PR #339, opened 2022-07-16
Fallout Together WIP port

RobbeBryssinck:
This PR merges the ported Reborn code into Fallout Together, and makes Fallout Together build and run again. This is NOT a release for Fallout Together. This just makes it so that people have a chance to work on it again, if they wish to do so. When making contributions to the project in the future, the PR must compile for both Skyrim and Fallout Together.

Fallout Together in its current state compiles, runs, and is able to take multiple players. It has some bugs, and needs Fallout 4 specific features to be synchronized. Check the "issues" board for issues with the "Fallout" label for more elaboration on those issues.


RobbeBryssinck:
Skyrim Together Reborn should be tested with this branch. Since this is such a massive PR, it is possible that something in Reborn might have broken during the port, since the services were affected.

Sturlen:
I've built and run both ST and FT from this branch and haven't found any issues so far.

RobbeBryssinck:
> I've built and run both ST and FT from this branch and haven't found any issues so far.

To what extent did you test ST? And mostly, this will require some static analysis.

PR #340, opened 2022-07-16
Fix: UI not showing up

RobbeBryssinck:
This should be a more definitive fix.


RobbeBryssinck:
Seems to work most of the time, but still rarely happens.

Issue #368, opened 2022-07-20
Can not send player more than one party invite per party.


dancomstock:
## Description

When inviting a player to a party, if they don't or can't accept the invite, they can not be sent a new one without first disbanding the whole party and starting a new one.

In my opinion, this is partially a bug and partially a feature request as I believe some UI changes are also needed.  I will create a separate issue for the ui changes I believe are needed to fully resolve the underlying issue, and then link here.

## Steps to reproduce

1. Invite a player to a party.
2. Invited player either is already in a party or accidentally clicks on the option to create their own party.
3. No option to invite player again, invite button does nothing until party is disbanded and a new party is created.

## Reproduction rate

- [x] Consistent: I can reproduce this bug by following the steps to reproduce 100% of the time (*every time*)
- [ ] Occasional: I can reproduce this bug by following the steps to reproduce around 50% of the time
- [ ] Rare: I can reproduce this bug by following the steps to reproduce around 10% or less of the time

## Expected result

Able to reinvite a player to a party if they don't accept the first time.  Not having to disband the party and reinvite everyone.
__________
# INSTRUCTIONS TO FOLLOW
Output the entries above in their entirety, exactly as written.

# EXPECTED OUTPUT
PR #339, opened 2022-07-16
Fallout Together WIP port

RobbeBryssinck:
This PR merges the ported Reborn code into Fallout Together, and makes Fallout Together build and run again. This is NOT a release for Fallout Together. This just makes it so that people have a chance to work on it again, if they wish to do so. When making contributions to the project in the future, the PR must compile for both Skyrim and Fallout Together.

Fallout Together in its current state compiles, runs, and is able to take multiple players. It has some bugs, and needs Fallout 4 specific features to be synchronized. Check the "issues" board for issues with the "Fallout" label for more elaboration on those issues.


RobbeBryssinck:
Skyrim Together Reborn should be tested with this branch. Since this is such a massive PR, it is possible that something in Reborn might have broken during the port, since the services were affected.

Sturlen:
I've built and run both ST and FT from this branch and haven't found any issues so far.

RobbeBryssinck:
> I've built and run both ST and FT from this branch and haven't found any issues so far.

To what extent did you test ST? And mostly, this will require some static analysis.

PR #340, opened 2022-07-16
Fix: UI not showing up

RobbeBryssinck:
This should be a more definitive fix.


RobbeBryssinck:
Seems to work most of the time, but still rarely happens.

Issue #368, opened 2022-07-20
Can not send player more than one party invite per party.


dancomstock:
## Description

When inviting a player to a party, if they don't or can't accept the invite, they can not be sent a new one without first disbanding the whole party and starting a new one.

In my opinion, this is partially a bug and partially a feature request as I believe some UI changes are also needed.  I will create a separate issue for the ui changes I believe are needed to fully resolve the underlying issue, and then link here.

## Steps to reproduce

1. Invite a player to a party.
2. Invited player either is already in a party or accidentally clicks on the option to create their own party.
3. No option to invite player again, invite button does nothing until party is disbanded and a new party is created.

## Reproduction rate

- [x] Consistent: I can reproduce this bug by following the steps to reproduce 100% of the time (*every time*)
- [ ] Occasional: I can reproduce this bug by following the steps to reproduce around 50% of the time
- [ ] Rare: I can reproduce this bug by following the steps to reproduce around 10% or less of the time

## Expected result

Able to reinvite a player to a party if they don't accept the first time.  Not having to disband the party and reinvite everyone.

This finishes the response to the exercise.